- Directed by: Laura Poitras
- Produced by: Laura Poitras, Jonathan Oppenheim, Nasser Arrabyee, Aliza Kaplan, David Menschel
- Cinematography: Kirsten Johnson
- Edited by: Jonathan Oppenheim
- Music by: Osvaldo Golijov
- Distributed by: Zeitgeist Films
- Release dates: January 22, 2010 (Sundance); May 7, 2010 (United States);
- Running time: 90 minutes
- Country: United States
- Language: Arabic

= The Oath (2010 film) =

The Oath is a 2010 documentary film directed by Laura Poitras. It tells the cross-cut tale of two men, Abu Jandal and Salim Ahmed Hamdan, whose meeting launched them on juxtaposed paths to al-Qaeda, Osama bin Laden, the September 11 attacks, US military tribunals and the U.S. Supreme Court. The film is the second of a trilogy, with the first being My Country, My Country (2006), documenting the lives of Iraqi citizens during the U.S. occupation of Iraq. The third, Citizenfour (2014), focuses on the NSA's domestic surveillance programs. The Oath is distributed both theatrically and non-theatrically in the US by New York–based Zeitgeist Films.

==Overview==

The film revolves around Abu Jandal, a taxi driver in San'a, Yemen who had worked as a bodyguard to Osama bin Laden for four years, and Salim Ahmed Hamdan. The latter worked for bin Laden as his driver in Afghanistan, and was captured in 2001 during the US invasion. He was detained as an enemy combatant and transported in 2002 to Guantanamo Bay. Hamdan was the first defendant to be tried in the U.S. military tribunals established by the United States Department of Defense.
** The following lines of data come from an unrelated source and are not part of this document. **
Issue #3147, opened 2017-09-14
Broken 404, for all reviews.


muffinresearch:
Go to https://addons-dev.allizom.org/en-US/firefox/addon/languagetool/reviews/

Shows content with unresolved loading indicators:

<img width="1401" alt="add-ons_for_firefox" src="https://user-images.githubusercontent.com/1514/30443737-7bb05ba0-9978-11e7-8a33-f7734e16a80f.png">

muffinresearch:
This is possibly a dupe of one of the other reviews pages bugs.

PR #3167, opened 2017-09-17
fix: Broken 404, for all reviews

tsl143:
Fixes: #3147 
I have also considered `401` error , referring from #3061.
**Before:**
screen shot 2017-09-17 at 5 48 00 pm

**After:**
screen shot 2017-09-17 at 5 47 01 pm

### DIFF
--- a/src/amo/components/AddonReviewList.js
+++ b/src/amo/components/AddonReviewList.js
@@ -16,6 +16,7 @@ import { getAddonIconUrl } from 'core/imageUtils';
 import log from 'core/logger';
 import Link from 'amo/components/Link';
 import CardList from 'ui/components/CardList';
+import NotFound from 'amo/components/ErrorPage/NotFound';
 import type { ErrorHandlerType } from 'core/errorHandler';
 import type { UserReviewType } from 'amo/actions/reviews';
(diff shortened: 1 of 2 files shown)


src/amo/components/AddonReviewList.js
```diff
@@ -141,6 +142,18 @@ export class AddonReviewListBase extends React.Component {
     const {
       addon, errorHandler, location, params, i18n, reviewCount, reviews,
     } = this.props;
+
+    if (errorHandler.hasError()) {
+      log.warn('Captured API Error:', errorHandler.capturedError);
+      // A 401 is made to look like a 404 on purpose.
+      // See https://github.com/mozilla/addons-frontend/issues/3061
+      if (errorHandler.capturedError.responseStatusCode === 401 ||
```
tofumatt: That's for an add-on, but will requesting reviews for an add-on that would 401 also send a 401 unauthorised? I guess it's likely, maybe @diox knows off the top of his head.

I guess we should also 404 here then.

tsl143: Even I had that confusion, that's why I put both check :)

The men became brothers-in-law after marrying sisters. The lives of the two men are explored and challenge viewers' ideas about jihad, loyalty and al-Qaeda. The filmmaker, Laura Poitras, inter-cuts Hamdan's trial (his military lawyer challenges the tribunals as unconstitutional and takes Hamdan's case to the US Supreme Court) with Jandal's contradictory conversations with his son and Muslim pupils, and during media interviews.

==Aftermath==
The Supreme Court challenge was decided in Hamdan's favor and Congress passed a new law, the Military Commissions Act of 2006 to respond to the court's objections. Under that, Hamdan was convicted on one charge but acquitted on another. His sentence gave him credit for time detained and in November 2008, he was transferred to Yemen with one month to serve. He was released but continued to appeal his conviction.
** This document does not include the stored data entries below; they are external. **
PR #3171, opened 2017-09-18
feat: Add Report abuse API/sagas

### LINKED ISSUE #3170: Create Report abuse sagas/API
We need an API/reducer/saga for reporting an add-on for abuse. This is part of #2759, but I want to split up the api/reducer/saga work and the UI work to make code easier to review.

tofumatt:
Fixes #3170.

This is just the API/reducer/saga code needed to allow us to report add-ons for abuse. After this is merged I'll send the PR with the actual UI.

### DIFF
--- a/src/core/api/abuse.js
+++ b/src/core/api/abuse.js
@@ -4,20 +4,20 @@ import type { ApiStateType } from 'core/reducers/api';
 
 
 export type ReportAddonParams = {|
-  addon: string, // id/guid/slug
+  addonSlug: string,
   api: ApiStateType,
-  auth: boolean,
+  auth?: boolean,
   message: string,
 |};
 
 export function reportAddon(
-  { addon, api, auth = false, message }: ReportAddonParams
+  { addonSlug, api, auth = false, message }: ReportAddonParams
 ) {
   return callApi({
     auth,
     endpoint: 'abuse/report/addon',
     method: 'POST',
-    params: { addon, message },
+    params: { addon: addonSlug, message },
     state: api,
   });
 }
--- a/src/core/api/abuse.js
+++ b/src/core/api/abuse.js
@@ -1,0 +1,23 @@
+/* @flow */
+import { callApi } from 'core/api';
+import type { ApiStateType } from 'core/reducers/api';
+
+
+export type ReportAddonParams = {|
+  addon: string, // id/guid/slug
+  api: ApiStateType,
+  auth: boolean,
+  message: string,
+|};
+
+export function reportAddon(
+  { addon, api, auth = false, message }: ReportAddonParams
+) {
+  return callApi({
+    auth,
+    endpoint: 'abuse/report/addon',
+    method: 'POST',
+    params: { addon, message },
+    state: api,
+  });
+}
--- a/src/core/api/abuse.js
+++ b/src/core/api/abuse.js
@@ -6,15 +6,14 @@ import type { ApiStateType } from 'core/reducers/api';
 export type ReportAddonParams = {|
   addonSlug: string,
   api: ApiStateType,
-  auth?: boolean,
   message: string,
 |};
 
 export function reportAddon(
-  { addonSlug, api, auth = false, message }: ReportAddonParams
+  { addonSlug, api, message }: ReportAddonParams
 ) {
   return callApi({
-    auth,
+    auth: true,
     endpoint: 'abuse/report/addon',
     method: 'POST',
     params: { addon: addonSlug, message },
--- a/src/core/reducers/abuse.js
+++ b/src/core/reducers/abuse.js
@@ -62,7 +62,7 @@ export const initialState = {
 
 type ReducerState = {|
   bySlug: {
-    [addonSlug: string]: Array<{| message: string, reporter: string |}>,
+    [addonSlug: string]: {| message: string, reporter: string |},
   },
 |};
 
@@ -71,14 +71,6 @@ export default function abuseReducer(
   action: Object
 ) {
   switch (action.type) {
-    case SEND_ADDON_ABUSE_REPORT: {
-      const { addonSlug } = action.payload;
-      if (state.bySlug[addonSlug]) {
-        throw new Error('You already reported this add-on.');
-      }
-
-      return state;
-    }
     case LOAD_ADDON_ABUSE_REPORT: {
       const { addon, message, reporter } = action.payload;
       return {
--- a/src/core/reducers/abuse.js
+++ b/src/core/reducers/abuse.js
@@ -1,0 +1,81 @@
+/* @flow */
+import type { ErrorHandlerType } from 'core/errorHandler';
+
+
+export const LOAD_ADDON_ABUSE_REPORT = 'LOAD_ADDON_ABUSE_REPORT';
+export const SEND_ADDON_ABUSE_REPORT = 'SEND_ADDON_ABUSE_REPORT';
+
+type LoadAddonAbuseReportType = {
+  addon: {|
+    guid: string,
+    id: number,
+    slug: string,
+  |},
+  message: string,
+  reporter: Object | null,
+};
+
+export function loadAddonAbuseReport(
+  { addon, message, reporter }: LoadAddonAbuseReportType
+) {
+  if (!addon) {
+    throw new Error('addon is required');
+  }
+  if (!message) {
+    throw new Error('message is required');
+  }
+  if (reporter === undefined) {
+    throw new Error('reporter cannot be undefined');
+  }
+
+  return {
+    type: LOAD_ADDON_ABUSE_REPORT,
+    payload: { addon, message, reporter },
+  };
+}
+
+type SendAddonAbuseReportAction = {|
+  addonSlug: string,
+  errorHandler: ErrorHandlerType,
+  message: string,
+|};
+
+export function sendAddonAbuseReport(
+  { addonSlug, errorHandler, message }: SendAddonAbuseReportAction
+) {
+  if (!addonSlug) {
+    throw new Error('addonSlug is required');
+  }
+  if (!errorHandler) {
+    throw new Error('errorHandler is required');
+  }
+  if (!message) {
+    throw new Error('message is required');
+  }
+
+  return {
+    type: SEND_ADDON_ABUSE_REPORT,
+    payload: { addonSlug, errorHandlerId: errorHandler.id, message },
+  };
+}
+
+export const initialState = {};
+
+type ReducerState = {};
+
+export default function abuseReducer(
+  state: ReducerState = initialState,
+  action: Object
+) {
+  switch (action.type) {
+    case LOAD_ADDON_ABUSE_REPORT: {
+      const { addon, message, reporter } = action.payload;
+      return {
+        ...state,
+        [addon.slug]: { message, reporter },
+      };
+    }
+    default:
+      return state;
+  }
+}
--- a/src/core/reducers/abuse.js
+++ b/src/core/reducers/abuse.js
@@ -36,18 +36,18 @@ export function loadAddonAbuseReport(
 
 type SendAddonAbuseReportAction = {|
   addonSlug: string,
-  errorHandler: ErrorHandlerType,
+  errorHandlerId: string,
   message: string,
 |};
 
 export function sendAddonAbuseReport(
-  { addonSlug, errorHandler, message }: SendAddonAbuseReportAction
+  { addonSlug, errorHandlerId, message }: SendAddonAbuseReportAction
 ) {
   if (!addonSlug) {
     throw new Error('addonSlug is required');
   }
-  if (!errorHandler) {
-    throw new Error('errorHandler is required');
+  if (!errorHandlerId) {
+    throw new Error('errorHandlerId is required');
   }
   if (!message) {
     throw new Error('message is required');
@@ -55,7 +55,7 @@ export function sendAddonAbuseReport(
 
   return {
     type: SEND_ADDON_ABUSE_REPORT,
-    payload: { addonSlug, errorHandlerId: errorHandler.id, message },
+    payload: { addonSlug, errorHandlerId, message },
   };
 }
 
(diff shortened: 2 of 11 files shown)


tofumatt:
The two tests that are failing are oddly totally unrelated and not code I touched. Trying to see what's up with that...

tofumatt:
Hmmm, oddly b62d2d07557c4bda335f42f23a154d27589b6d1f fixed it. Strange.

kumar303:
Just a small lint error in there now

tests/unit/core/reducers/test_abuse.js
```diff
@@ -0,0 +1,125 @@
...
+      let message;
+      let response;
+
+      beforeEach(() => {
+        addon = { ...fakeAddon, slug: 'Ego' };
+        message = 'I am Groot!';
+        response = createFakeAddonAbuseReport({ addon, message });
+      });
+
+      it('saves the abuse report response to the reducer', () => {
```
kumar303: I'd like to see some additional tests that make sure multiple reports for different add-ons (or the same add-on) preserve existing state since that code can break in a refactor.

tests/unit/core/sagas/test_abuse.js
```diff
@@ -0,0 +1,94 @@
...
+    sagaTester.dispatch(sendAddonAbuseReport({
+      addonSlug: fakeAddon.slug,
+      errorHandler: createStubErrorHandler('my-abuse-error'),
+      message: 'Testing',
+      ...params,
+    }));
+  }
+
+  it('calls the API for abuse', async () => {
+    const addon = { ...fakeAddon, slug: 'fancy' };
```
kumar303: I don't think this should inherit from `...fakeAddon` since that will include a lot more fields than what's returned from the API.

src/core/reducers/abuse.js
```diff
@@ -0,0 +1,81 @@
...
+}
+
+type SendAddonAbuseReportAction = {|
+  addonSlug: string,
+  errorHandler: ErrorHandlerType,
+  message: string,
+|};
+
+export function sendAddonAbuseReport(
+  { addonSlug, errorHandler, message }: SendAddonAbuseReportAction
```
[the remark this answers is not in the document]
tofumatt: Ah, okay! I think different actions handle it different ways and I just looked at prior art that used the entire object as I forgot which we preferred. That makes sense, I'll change it over.

src/core/reducers/abuse.js
```diff
@@ -0,0 +1,81 @@
...
+
+  return {
+    type: SEND_ADDON_ABUSE_REPORT,
+    payload: { addonSlug, errorHandlerId: errorHandler.id, message },
+  };
+}
+
+export const initialState = {};
+
+type ReducerState = {};
```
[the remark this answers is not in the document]
tofumatt: Yeah, I think I forgot to do this one as I wasn't consuming this state anywhere yet so didn't think much of it. Your suggestion makes sense.

src/core/reducers/abuse.js
```diff
@@ -0,0 +1,81 @@
...
+export default function abuseReducer(
+  state: ReducerState = initialState,
+  action: Object
+) {
+  switch (action.type) {
+    case LOAD_ADDON_ABUSE_REPORT: {
+      const { addon, message, reporter } = action.payload;
+      return {
+        ...state,
+        [addon.slug]: { message, reporter },
```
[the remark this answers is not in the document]
tofumatt: Ahhh. Right on, I like it. Will do!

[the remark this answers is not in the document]
tofumatt: Hah, so I will try to give the cliffnotes version here but I can explain more on video or IRC if you like...

The current abuse reports aren't stored anywhere. Or rather, they aren't stored in the API or even in a DB if I recall correctly. They're emailed to admins and people take a look. So we're storing them essentially to prevent the same user submitting multiple abuse reports in a single session. But that's it for now. They aren't stored anywhere so I'm just storing them here because it seems the right thing to do *and* I can refuse multiple reports per-session. But yeah, that's about it. The abuse reporting features are pretty under-developed 😢

src/core/sagas/abuse.js
```diff
@@ -0,0 +1,50 @@
...
+      reporter: response.reporter,
+    }));
+  } catch (error) {
+    log.warn(`Reporting add-on for abuse failed: ${error}`);
+    yield put(errorHandler.createErrorAction(error));
+  }
+}
+
+export default function* abuseSaga() {
+  yield takeEvery(SEND_ADDON_ABUSE_REPORT, reportAddon);
```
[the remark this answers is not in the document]
tofumatt: I suppose so. Will `takeLatest` automatically cancel the old one though?

But I guess `takeLatest` should be fine, yeah.

tests/unit/core/api/test_abuse.js
```diff
@@ -0,0 +1,69 @@
...
+      return createApiResponse({
+        jsonData: createFakeAddonAbuseReport({ addon, message }),
+      });
+    }
+
+    it('should allow anonymous users to report an add-on', () => {
+      const message = 'I do not like this!';
+
+      mockWindow.expects('fetch')
+        .withArgs(`${apiHost}/api/v3/abuse/report/addon/?addon=cool-addon&message=I%20do%20not%20like%20this!&lang=en-US`)
```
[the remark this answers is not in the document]
tofumatt: Ah, you're totally right, I think you've pointed that out before and I forgot. A lot of times I just copy these tests from elsewhere as a template.

Maybe in Q4 we can maintain some nice templates for starting new components, component tests, api tests, etc. 😆

tests/unit/core/api/test_abuse.js
```diff
@@ -0,0 +1,69 @@
...
+        .once()
+        .returns(mockResponse({
+          addon: { ...fakeAddon, slug: 'cool-addon' },
```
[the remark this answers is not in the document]
tofumatt: Yeah, I actually have a helper that transforms an entire `addon` to just what the abuse report returns. I'm using it elsewhere but made it part-way through the patch and forgot to use it here. I'll add it in!

src/core/reducers/abuse.js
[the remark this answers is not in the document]
kumar303: > I'm just storing them here because ... I can refuse multiple reports per-session

In that case, maybe a lookup structure keyed by add-on ID and reporter?

```js
return {
  ...state,
  bySlug: {
    ...state.bySlug,
    [addon.slug]: {
      ...state.bySlug[addon.slug],
      [reporter]: message,
    },
  },
};
```

We should definitely only build state for what we need :)

tests/unit/core/sagas/test_abuse.js
tofumatt: I just checked and this uses `createFakeAddonAbuseReport` which only returns the relevant parts of the add-on in the response. So this is okay.

tests/unit/core/reducers/test_abuse.js
tofumatt: We shouldn't allow multiple abuse reports for the same add-on (I was thinking I'd add that test once I made the UI for it too) but I'll do it here. And yeah, multiple reports across add-ons should be tested, good call.

tofumatt:
Alright, keyed things by slug and made the other requested changes. Should be good for another review!

src/core/reducers/abuse.js
```diff
@@ -0,0 +1,95 @@
...
+  };
+}
+
+export const initialState = {
+  bySlug: {},
+};
+
+type ReducerState = {|
+  bySlug: {
+    [addonSlug: string]: Array<{| message: string, reporter: string |}>,
```
kumar303: The way you have it now is not an Array, it's

```js
[addonSlug: string]: {| message: string, reporter: string |},
```

tests/unit/core/api/test_abuse.js
```diff
@@ -0,0 +1,91 @@
...
+
+describe(__filename, () => {
+  let mockApi;
+
+  beforeEach(() => {
+    mockApi = sinon.mock(api);
+  });
+
+  describe('reportAddon', () => {
+    function _reportAddon(extraArguments = {}) {
```
kumar303: This helper doesn't seem to be helping. I'd suggest using `reportAddon()` directly instead.

tests/unit/core/reducers/test_abuse.js
```diff
@@ -0,0 +1,164 @@
...
+} from 'core/reducers/abuse';
+import { dispatchClientMetadata, fakeAddon } from 'tests/unit/amo/helpers';
+import { createFakeAddonAbuseReport } from 'tests/unit/helpers';
+
+
+describe(__filename, () => {
+  describe('reducer', () => {
+    it('initializes properly', () => {
+      const state = abuseReducer(initialState, { type: 'UNRELATED_ACTION' });
+      expect(state).toEqual({ bySlug: {} });
```
kumar303: I think it would be better to make this assertion:

```js
expect(state).toEqual(initialState);
```
Otherwise you'd have to update the test every time it changes which doesn't seem necessary.

tests/unit/core/reducers/test_abuse.js
```diff
@@ -0,0 +1,164 @@
...
+      it('saves the abuse report response to the reducer', () => {
+        const state = abuseReducer(
+          initialState, loadAddonAbuseReport(response));
+
+        expect(state.bySlug[addon.slug].message).toEqual(message);
+      });
+
+      it('requires an addon', () => {
+        expect(() => {
+          loadAddonAbuseReport({
```
kumar303: These tests will be easier to maintain if they use the same approach as above:

```js
const partialParams = { ...defaultParams };
delete partialParams.addon;
loadAddonAbuseReport(partialParams);
```

src/core/api/abuse.js
```diff
@@ -0,0 +1,23 @@
...
+  api: ApiStateType,
+  auth?: boolean,
+  message: string,
+|};
+
+export function reportAddon(
+  { addonSlug, api, auth = false, message }: ReportAddonParams
+) {
+  return callApi({
+    auth,
```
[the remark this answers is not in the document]
tofumatt: Oh! Good to know! I always found it weird. Okay, cool! Thanks.

src/core/reducers/abuse.js
tofumatt: Aha, right. I copied your flow thing and wasn't paying attention. My bad.

src/core/reducers/abuse.js
```diff
@@ -0,0 +1,95 @@
...
+
+export default function abuseReducer(
+  state: ReducerState = initialState,
+  action: Object
+) {
+  switch (action.type) {
+    case SEND_ADDON_ABUSE_REPORT: {
+      const { addonSlug } = action.payload;
+      if (state.bySlug[addonSlug]) {
+        throw new Error('You already reported this add-on.');
```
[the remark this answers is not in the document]
tofumatt: Well, reports can be anonymous. But yeah, I threw this error here but thought: the saga will catch this and dispatch the error that the component would actually watch for and render a real message about.

But without seeing that in action it's weird. This isn't the user-surfaced message, but I figured it at least tests the logic.

Still think it's worth deleting? I could leave it as-is and tweak it in the UI patch, but also fine to just ditch it for now.

tests/unit/core/api/test_abuse.js
tofumatt: Hah, yeah, true. It used to help! 😉

tests/unit/core/reducers/test_abuse.js
tofumatt: True, I think I just got lazy. Will do!

src/core/reducers/abuse.js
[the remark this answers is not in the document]
tofumatt: Okay actually I see what you mean. I'll remove it here and handle it in the UI patch.

tofumatt:
Alrighty, last round of changes addressed.

src/core/reducers/abuse.js
```diff
@@ -0,0 +1,87 @@
...
+
+type ReducerState = {|
+  bySlug: {
+    [addonSlug: string]: {| message: string, reporter: string |},
+  },
+|};
+
+export default function abuseReducer(
+  state: ReducerState = initialState,
+  action: Object
```
kumar303: btw, the way to type this would be:

```js
action: SendAddonAbuseReportAction
```

but then you also have to type your constants as string literals [like this](https://github.com/mozilla/addons-frontend/blob/master/src/amo/reducers/addonsByAuthors.js#L17) so Flow can figure out which action object is being operated on in each switch case:

```js
export const LOAD_ADDON_ABUSE_REPORT: 'LOAD_ADDON_ABUSE_REPORT' = 'LOAD_ADDON_ABUSE_REPORT';
```

`Object` is ok if you want to leave it as is but you will get some nice safety checks in your reducer code.

tests/unit/core/api/test_abuse.js
```diff
@@ -0,0 +1,85 @@
...
+        })
+        .once()
+        .returns(mockResponse({
+          addon: { ...fakeAddon, slug: 'auth-addon' },
+          message,
+        }));
+      return reportAddon({
+        addonSlug: 'auth-addon',
+        api: apiState,
+        auth: true,
```
kumar303: This can be deleted now

tests/unit/core/api/test_abuse.js
```diff
@@ -0,0 +1,85 @@
...
+        addonSlug: 'cool-addon',
+        api: apiState,
+        message,
+      })
+        .then(() => {
+          mockApi.verify();
+        });
+    });
+
+    it('should allow signed-in users to report an add-on', () => {
```
kumar303: It would be nice to update this spec to avoid confusion. The API call applies to both signed in or anonymous users.

src/core/reducers/abuse.js
```diff
@@ -0,0 +1,87 @@
...
+  };
+}
+
+export const initialState = {
+  bySlug: {},
+};
+
+type ReducerState = {|
+  bySlug: {
+    [addonSlug: string]: {| message: string, reporter: string |},
```
kumar303: I think it should be `reporter: Object | null`

tests/unit/core/api/test_abuse.js
tofumatt: Yeah I actually think now that `auth: true` is always set this can just be removed.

It was upheld in 2011 by the Court of Military Commission Review and appealed to the United States Court of Appeals for the District of Columbia Circuit. On October 17, 2012, the Court vacated Hamdan's conviction. It ruled that the acts he was charged with under the MCA were not war crimes by international law at the time he committed them. This meant that his prosecution was ex post facto and unconstitutional.

==Reception==
 Metacritic, which uses a weighted average, assigned the film a score of 72 out of 100, based on 12 critics, indicating "generally favorable" reviews.

==Awards==
The film premiered at the 2010 Sundance Film Festival, where it won the "Excellence in Cinematography Award for U.S. Documentary". It was also featured at the Berlin Film Festival in February 2010 and the South by Southwest film festival in March 2010.

The film won a Special Jury Prize from the Best International Feature Documentary award jury at the 2010 Hot Docs Canadian International Documentary Festival.

The director Laura Poitras won the "True Vision Award" at the True/False Film Festival for the creation of the documentary.
The film had its television premiere on PBS's show P.O.V. in 2010.

==Film festivals==
The film was presented at the San Francisco International Film Festival in late April 2010 and the Rio de Janeiro International Film Festival in early October 2010.